D. Perovich1, R. Kwok2, W. Meier3, S. Nghiem2, J. Richter-Menge1

1ERDC-Cold Regions Research and Engineering Laboratory, Hanover, NH
2Jet Propulsion Laboratory, California Institute of Technology, Pasadena, CA
3CIRES/NSIDC, University of Colorado, Boulder, Colorado

October 19, 2009

New! Monthly Sea Ice Outlook from SEARCH/Arcus

Summary

One of the most dramatic signals of the general Arctic-wide warming trend in recent years is the continued significant reduction in the extent of the summer sea ice cover and the decrease in the amount of relatively older, thicker ice. The extent of the 2009 summer sea ice cover was the third lowest value of the satellite record (beginning in 1979) and >25% below the 1979 - 2000 average.

Sea ice extent

Sea ice extent is the primary parameter for summarizing the state of the Arctic sea ice cover. Microwave satellites have routinely and accurately monitored the extent since 1979. There are two periods that define the annual cycle and thus are of particular interest: March, at the end of winter when the ice is at its maximum extent, and September, when it reaches its annual minimum. Maps of ice coverage in March 2009 and September 2009 are presented in Figure S1, with the magenta line denoting the median ice extent for the period 1979 – 2000.

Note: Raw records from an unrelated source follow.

PR #1025, opened 2019-06-10
(BOLT-1342) Remove excluded options and separators from help text

beechtom:
This commit removes the SwitchHider class and filters excluded switches from the OptionParser stack. Previously, switches were extended with the SwitchHider class and their visiblity was toggled depending on whether or not an option was valid for a specified command. This commit removes the SwitchHider class and instead removes a switch entirely from the stack, resulting in the options not being shown in the help text or being considered valid commands.

### DIFF
--- a/lib/bolt/bolt_option_parser.rb
+++ b/lib/bolt/bolt_option_parser.rb
@@ -6,6 +6,76 @@ require 'optparse'
 
 module Bolt
   class BoltOptionParser < OptionParser
+    OPTIONS = { inventory: %w[nodes targets query rerun description],
+                authentication: %w[user password private-key host-key-check ssl ssl-verify],
+                escalation: %w[run-as sudo-password],
+                run_context: %w[concurrency inventoryfile save-rerun],
+                global_config_setters: %w[modulepath boltdir configfile],
+                transports: %w[transport connect-timeout tty],
+                display: %w[format color verbose trace],
+                global: %w[help version debug] }.freeze
+
+    ACTION_OPTS = OPTIONS.values.flatten.freeze
+
+    def get_help_text(subcommand, action = nil)
+      case subcommand
+      when 'apply'
+        { flags: ACTION_OPTS + %w[noop execute compile-concurrency],
+          banner: APPLY_HELP }
+      when 'command'
+        { flags: ACTION_OPTS,
+          banner: COMMAND_HELP }
+      when 'file'
+        { flags: ACTION_OPTS + %w[tmpdir],
+          banner: FILE_HELP }
+      when 'plan'
+        case action
+        when 'convert'
+          { flags: OPTIONS[:global] + OPTIONS[:global_config_setters],
+            banner: PLAN_CONVERT_HELP }
+        when 'show'
+          { flags: OPTIONS[:global] + OPTIONS[:global_config_setters],
+            banner: PLAN_SHOW_HELP }
+        when 'run'
+          { flags: ACTION_OPTS + %w[params compile-concurrency tmpdir],
+            banner: PLAN_RUN_HELP }
+        else
+          { flags: ACTION_OPTS + %w[params compile-concurrency tmpdir],
+            banner: PLAN_HELP }
+        end
+      when 'puppetfile'
+        case action
+        when 'install'
+          { flags: OPTIONS[:global] + OPTIONS[:global_config_setters],
+            banner: PUPPETFILE_INSTALL_HELP }
+        when 'show-modules'
+          { flags: OPTIONS[:global] + OPTIONS[:global_config_setters],
+            banner: PUPPETFILE_SHOWMODULES_HELP }
+        else
+          { flags: OPTIONS[:global] + OPTIONS[:global_config_setters],
+            banner: PUPPETFILE_HELP }
+        end
+      when 'script'
+        { flags: ACTION_OPTS + %w[tmpdir],
+          banner: SCRIPT_HELP }
+      when 'task'
+        case action
+        when 'show'
+          { flags: OPTIONS[:global] + OPTIONS[:global_config_setters],
+            banner: TASK_SHOW_HELP }
+        when 'run'
+          { flags: ACTION_OPTS + %w[params tmpdir],
+            banner: TASK_RUN_HELP }
+        else
+          { flags: ACTION_OPTS + %w[params tmpdir],
+            banner: TASK_HELP }
+        end
+      else
+        { flags: OPTIONS[:global],
+          banner: BANNER }
+      end
+    end
+
     def self.examples(cmd, desc)
       <<-EXAMP
 #{desc} a Windows host via WinRM, providing for the password
@@ -18,7 +88,7 @@ EXAMP
     end
 
     BANNER = <<-HELP
-Usage: bolt <subcommand> <action> [options]
+Usage: bolt <subcommand> <action>
 
 Available subcommands:
   bolt command run <command>       Run a command remotely
@@ -37,16 +107,35 @@ Available subcommands:
 
 Run `bolt <subcommand> --help` to view specific examples.
 
-where [options] are:
+Available options are:
     HELP
 
     TASK_HELP = <<-HELP
-Usage: bolt task <action> <task> [options] [parameters]
+Usage: bolt task <action> <task> [parameters]
 
 Available actions are:
   show                             Show list of available tasks
   show <task>                      Show documentation for task
-  run                              Run a Puppet task
+  run <task>                       Run a Puppet task
+
+Parameters are of the form <parameter>=<value>.
+
+#{examples('task run facts', 'run facter on')}
+Available options are:
+    HELP
+
+    TASK_SHOW_HELP = <<-HELP
+Usage: bolt task show <task>
+
+Available actions are:
+  show                             Show list of available tasks
+  show <task>                      Show documentation for task
+
+Available options are:
+    HELP
+
+    TASK_RUN_HELP = <<-HELP
+Usage: bolt task run <task> [parameters]
 
 Parameters are of the form <parameter>=<value>.
 
@@ -55,7 +144,7 @@ Available options are:
     HELP
 
     COMMAND_HELP = <<-HELP
-Usage: bolt command <action> <command> [options]
+Usage: bolt command <action> <command>
 
 Available actions are:
   run                              Run a command remotely
@@ -65,7 +154,7 @@ Available options are:
     HELP
 
     SCRIPT_HELP = <<-HELP
-Usage: bolt script <action> <script> [[arg1] ... [argN]] [options]
+Usage: bolt script <action> <script> [[arg1] ... [argN]]
 
 Available actions are:
   run                              Upload a local script and run it remotely
@@ -75,7 +164,7 @@ Available options are:
     HELP
 
     PLAN_HELP = <<-HELP
-Usage: bolt plan <action> <plan> [options] [parameters]
+Usage: bolt plan <action> <plan> [parameters]
 
 Available actions are:
   convert <plan_path>              Convert a YAML plan to a Puppet plan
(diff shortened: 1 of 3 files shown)


lib/bolt/bolt_option_parser.rb
```diff
@@ -6,6 +6,16 @@
 
 module Bolt
   class BoltOptionParser < OptionParser
+    EXCLUDES = { 'apply' => %w[params],
```
beechtom: Not sure if this is the best way to exclude options from being shown, but it feels a bit cleaner than separate methods that toggle the hide variable. This approach lets you add an option to a command's array, and it will then be removed from the help text.

lib/bolt/bolt_option_parser.rb
```diff
@@ -136,53 +146,53 @@ def initialize(options)
...
-      end
-      @execute = define('-e', '--execute CODE',
-                        "Puppet manifest code to apply to the targets") do |code|
+      end.extend(SwitchHider)
+      define('-e', '--execute CODE',
+             "Puppet manifest code to apply to the targets") do |code|
         @options[:code] = code
       end.extend(SwitchHider)
 
       separator 'Authentication:'
```
beechtom: One side affect of removing options is it leaves the separators in place. Not a huge issue for most commands, but for one like puppetfile you'll have a bunch of separators in the help text with no options under them.

lib/bolt/bolt_option_parser.rb
```diff
@@ -6,6 +6,16 @@
...
   class BoltOptionParser < OptionParser
+    EXCLUDES = { 'apply' => %w[params],
+                 'command' => %w[execute tmpdir boltdir modulepath compile-concurrency params],
+                 'file' => %w[execute boltdir modulepath compile-concurrency params],
+                 'plan' => %w[execute],
+                 'puppetfile' => %w[nodes targets query rerun user params password private-key host-key-check
+                                    ssl ssl-verify run-as sudo-password concurrency compile-concurrency modulepath
+                                    boltdir inventoryfile save-rerun trannsport connect-timeout tty tmpdir execute],
+                 'script' => %w[execute boltdir modulepath compile-concurrency params],
+                 'task' => %w[execute compile-concurrency] }.freeze
```
beechtom: Not sure if this is the best approach to hide options from the help text, but it feels cleaner than writing separate methods for each command to toggle the hide variable. This lets you just add an option that should be hidden to a command's array.

lib/bolt/bolt_option_parser.rb
beechtom: One side affect of hiding options is that the separators are left behind. This doesn't happen with most of the commands, but for one like 'puppetfile' you'll have several separators with no options listed under them.

Should these be removed or should some logic be added to turn them off when all associated options are hidden?

nicklewis: I think we can get rid of the `SwitchHider` class entirely. It's not really what we want, since it only causes unsupported flags to not be _showed_, but they will still be _accepted_ and then we rely on later validation to ensure we fail if they're not welcome.

Because we now have an explicit filter step, we could potentially just _delete_ the excluded flags rather than extend them all with the `SwitchHider`. In that case, we could keep track of the `top` stack and, if we've deleted every flag up to a specific separator, also delete the separator.

nicklewis:
The subject line of your commit message should be written in imperative form, ie. "Only include valid options for specified command in help text".

The current phrasing "Help text only lists options for specific command" is ambiguous; it could be describing the _problem_ the commit is solving or it could be describing the _new_ behavior.

lib/bolt/bolt_option_parser.rb
```diff
@@ -6,6 +6,16 @@
 
 module Bolt
   class BoltOptionParser < OptionParser
+    EXCLUDES = { 'apply' => %w[params],
+                 'command' => %w[execute tmpdir boltdir modulepath compile-concurrency params],
+                 'file' => %w[execute boltdir modulepath compile-concurrency params],
+                 'plan' => %w[execute],
+                 'puppetfile' => %w[nodes targets query rerun user params password private-key host-key-check
+                                    ssl ssl-verify run-as sudo-password concurrency compile-concurrency modulepath
+                                    boltdir inventoryfile save-rerun trannsport connect-timeout tty tmpdir execute],
```
donoghuc: Typo in `trannsport` results in transport options shown in help.

beechtom:
Added tests to cli_spec for some missing help commands. Are there any other tests we'd like to see?

lib/bolt/bolt_option_parser.rb
```diff
@@ -298,15 +296,24 @@ def initialize(options)
...
 
-    def hide_target_opts(toggle = true)
-      @nodes.hide = @query.hide = @rerun.hide = @targets.hide = toggle
+    def remove_excluded_opts
+      # Remove any options that are not available for the specified subcommand
+      top.list.delete_if do |opt|
+        opt.respond_to?(:switch_name) && EXCLUDES.key?(@options[:subcommand]) &&
+          EXCLUDES[@options[:subcommand]].include?(opt.switch_name)
+      end
+      # Remove any separators if all options of that type have been removed
```
donoghuc: I think you could avoid iterating over all options twice (well I guess 4 times because currently  `remove_exclude_opts` is called twice see above comment) with something like
```ruby
      top.list.reject!.with_index do |opt, index| 
        (opt.respond_to?(:switch_name) && EXCLUDES.key?(@options[:subcommand]) &&
        EXCLUDES[@options[:subcommand]].include?(opt.switch_name)) || 
        (opt.is_a?(String) && top.list[index + 1].is_a?(String))
      end
```
Obviously that is super messy and we cram quite a bit of logic in there, but you could explore something like that.

lib/bolt/bolt_option_parser.rb
```diff
@@ -298,15 +296,24 @@ def initialize(options)
       update
```
donoghuc: Is this necessary in both the initialize method and at https://github.com/puppetlabs/bolt/blob/dfe4f2916b7f0952aee6bfb2c9750ed8787a2d4e/lib/bolt/cli.rb#L64 ?

lib/bolt/bolt_option_parser.rb
beechtom: I tried something like that previously but it leaves behind separators unfortunately. Since the switches are left in place until the iteration is complete, there's never an instance where the separators are next to each other in `top.list`. If another method is used that removes switches as we go, then that causes some switches to be skipped since they're shifted during the iteration.

lib/bolt/bolt_option_parser.rb
beechtom: Removing either instance of `update` results in some failed tests. `parser.update` causes several to fail while the one in the initialize method only causes `./spec/bolt/cli_spec.rb:101` to fail.

lib/bolt/bolt_option_parser.rb
donoghuc: Oh, yeah I guess modifying lists as you are iterating on them is bad anyway. That was horrible advice. My bad.

lib/bolt/bolt_option_parser.rb
```diff
@@ -6,6 +6,31 @@
 
 module Bolt
   class BoltOptionParser < OptionParser
+    INCLUDE_OPTS = { 'apply' => %w[nodes targets query rerun noop description execute user password private-key
```
lucywyman: I think it'd be useful to bundle these into the categories they already have in the help text ('authentication', 'run_context', etc.) and then maybe have a 'common_opts' or something the bundles those together as well, since most of these share most of their options.

lib/bolt/bolt_option_parser.rb
```diff
@@ -298,15 +311,22 @@ def initialize(options)
       update
     end
 
-    def hide_target_opts(toggle = true)
-      @nodes.hide = @query.hide = @rerun.hide = @targets.hide = toggle
+    def remove_excluded_opts
```
lucywyman: Is this `include_opts` now? Despite it's verbosity I stand by my preference for the `include` over `exclude`

lib/bolt/bolt_option_parser.rb
adreyer: agreed. I think this can be fine grained based on specific characteristics or more focussed on what we need right now. 

I think there is a large group of options that are used by all "targetable actions"
targetting options: nodes/target/query/rerun
transport options: user/password/private-key/transport/...
inventoryfile/save-rerun

spec/bolt/cli_spec.rb
```diff
@@ -161,6 +161,24 @@ def stub_config(file_content = {})
...
           }.to output(/Available actions are:.*upload/m).to_stdout
         end
+
+        it 'accepts puppetfile' do
+          cli = Bolt::CLI.new(%w[help puppetfile])
+          expect {
+            expect {
+              cli.parse
+            }.to raise_error(Bolt::CLIExit)
+          }.to output(/Available actions are:.*install.*show-modules/m).to_stdout
```
lucywyman: This should also have a check that some options aren't included in the output. `--private-key` was the option that raised the ticket, so that might be a good one to make sure isn't in the output.

```
}.to output(/Available actions are:.*install.*show-modules/m).to_stdout
.and_not_to include(/--private-key/)
```

lib/bolt/bolt_option_parser.rb
```diff
@@ -6,6 +6,21 @@
 
 module Bolt
   class BoltOptionParser < OptionParser
+    INCLUDE_OPTS = { 'apply' => [:common_opts, 'noop', 'execute', 'compile-concurrency'],
```
adreyer: We should just build these lists up by combining the lists defined in OPTIONS rather then using magic keyword symbols that get looked up later.

ie define `OPTIONS` then look up sets of options from it to build the options for each command. `'apply' => OPTIONS[:run_opts] + ['noop', 'execute', 'compile-concurrency']`

It may be easier to do this if you build this list in a method rather then with constants.

calling the `common_opts` run_opts or `action_opts` is probably clearer.

lib/bolt/bolt_option_parser.rb
```diff
@@ -6,6 +6,21 @@
...
+                     'command' => [:common_opts],
+                     'file' => [:common_opts],
+                     'plan' => [:common_opts, 'params', 'compile-concurrency'],
+                     'puppetfile' => [:display, 'configfile'],
```
adreyer: `puppetfile` should support `modulepath`  probably.

lucywyman:
Note to self: we shouldn't include `[options]` in the subcommand help banner

lib/bolt/bolt_option_parser.rb
```diff
@@ -46,7 +117,26 @@ def self.examples(cmd, desc)
...
+  run <task>                       Run a Puppet task
+
+Parameters are of the form <parameter>=<value>.
+
+#{examples('task run facts', 'run facter on')}
+Available options are:
+    HELP
+
+    TASK_SHOW_HELP = <<-HELP
+Usage: bolt task show <task> [options]
```
lucywyman: I think we should remove `[options]` from all the help texts

lib/bolt/cli.rb
```diff
@@ -51,7 +51,7 @@ def inventory
     end
     private :inventory
 
-    def help?(parser, remaining)
+    def help?(_parser, remaining)
```
lucywyman: You can remove the `_parser` option since it's not used in this function anymore

lib/bolt/cli.rb
```diff
@@ -73,16 +77,18 @@ def parse
...
         raise Bolt::CLIExit
       end
 
-      # This section handles parsing non-flag options which are
-      # subcommand specific rather then part of the config
-      actions = COMMANDS[options[:subcommand]]
-      if actions && !actions.empty?
-        options[:action] = remaining.shift
-      end
+      # # This section handles parsing non-flag options which are
```
lucywyman: This can get deleted

spec/bolt/cli_spec.rb
```diff
@@ -161,6 +161,33 @@ def stub_config(file_content = {})
             }.to raise_error(Bolt::CLIExit)
           }.to output(/Available actions are:.*upload/m).to_stdout
         end
+
```
lucywyman: We should also add a test that `bolt help subcommand action` help text doesn't include invalid options or usage text. I think `plan show` and `plan run` would be good, to ensure that options and help text are present when expected and not present when not expected.

lib/bolt/bolt_option_parser.rb
```diff
@@ -6,6 +6,77 @@
...
+            banner: TASK_SHOW_HELP }
+        when 'run'
+          { flags: ACTION_OPTS + ['params'],
+            banner: TASK_RUN_HELP }
+        else
+          { flags: ACTION_OPTS + ['params'],
+            banner: TASK_HELP }
+        end
+      else
+        { flags: ACTION_OPTS + ['noop', 'execute', 'compile-concurrency', 'params'],
```
lucywyman: Agree this should include just global flags.

lucywyman:
I think this just needs tests for the `bolt help subcommand action` case, and it looks like one stray `[options]` on line 239: https://github.com/beechtom/bolt/blob/parser/lib/bolt/bolt_option_parser.rb#L239 - then this looks good to me!

lib/bolt/bolt_option_parser.rb
```diff
@@ -6,6 +6,76 @@
...
+
+    ACTION_OPTS = OPTIONS.values.flatten.freeze
+
+    def get_help_text(subcommand, action = nil)
+      case subcommand
+      when 'apply'
+        { flags: ACTION_OPTS + ['noop', 'execute', 'compile-concurrency'],
+          banner: APPLY_HELP }
+      when 'command'
+        { flags: ACTION_OPTS,
```
donoghuc: I dont think run command uses a `tmpdir`. Not a huge deal, i think it will just be ignored. Other than that looks awesome!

sea ice extent Mar09 and Sep 09
 
Figure S1. Sea ice extent in March 2009 (left) and September 2009 (right), illustrating the respective winter maximum and summer minimum extents. The magenta line indicates the median maximum and minimum extent of the ice cover, for the period 1979–2000. [Figures from the National Snow and Ice Data Center Sea Ice Index: nsidc.org/data/ seaice_index.]

On September 12, 2009 sea ice extent reached a 2009 minimum of 5.1 million km2. The 2009 summer minimum is the third-lowest recorded since 1979. It was 0.6 million km2 greater than 2008 and 1.0 million km2 above the record low in 2007. Surface air temperatures through the 2009 summer were relatively cooler, particularly in the Chukchi and Beaufort seas. Winds in 2009 also tended to disperse the ice pack over a larger region. While the 2009 minimum was an increase over the two previous years, it was still 1.6 million km2 below the 1979 to 2000 average minimum. The March 2009 ice extent was 15.2 million km2, the same as in 2008 and only 4% less that the 1979 – 2000 average of 15.8 million km2.

The time series of the anomalies in sea ice extent in March and September for the period 1979–2009 are plotted in Figure S2. The anomalies are computed with respect to the average from 1979 to 2000. The large interannual variability in September ice extent is evident. Both winter and summer ice extent exhibit a negative trend, with values of -2.5 % per decade for March and -8.9 % per decade for September over the period 1979-2009.

time series of percent difference in ice extent in March and Sept relative to mean values
 
Figure S2. Time series of the percent difference in ice extent in March (the month of ice extent maximum) and September (the month of ice extent minimum) relative to the mean values for the period 1979–2000. Based on a least squares linear regression for the period 1979-2009, the rate of decrease for the March and September ice extents is –2.5% and –8.9% per decade, respectively.

Sea ice age and thickness

The age of the ice is another key descriptor of the state of the sea ice cover, since older ice tends to be thicker and more resilient than younger ice. A simple two-stage approach classifies sea ice into first year and multiyear ice. First-year is ice that has not yet survived a summer melt season, while multi-year ice has survived at least one summer and can be several years old. Satellite derived maps of ice age for March of 2007, 2008, and 2009 are presented in Figure S3.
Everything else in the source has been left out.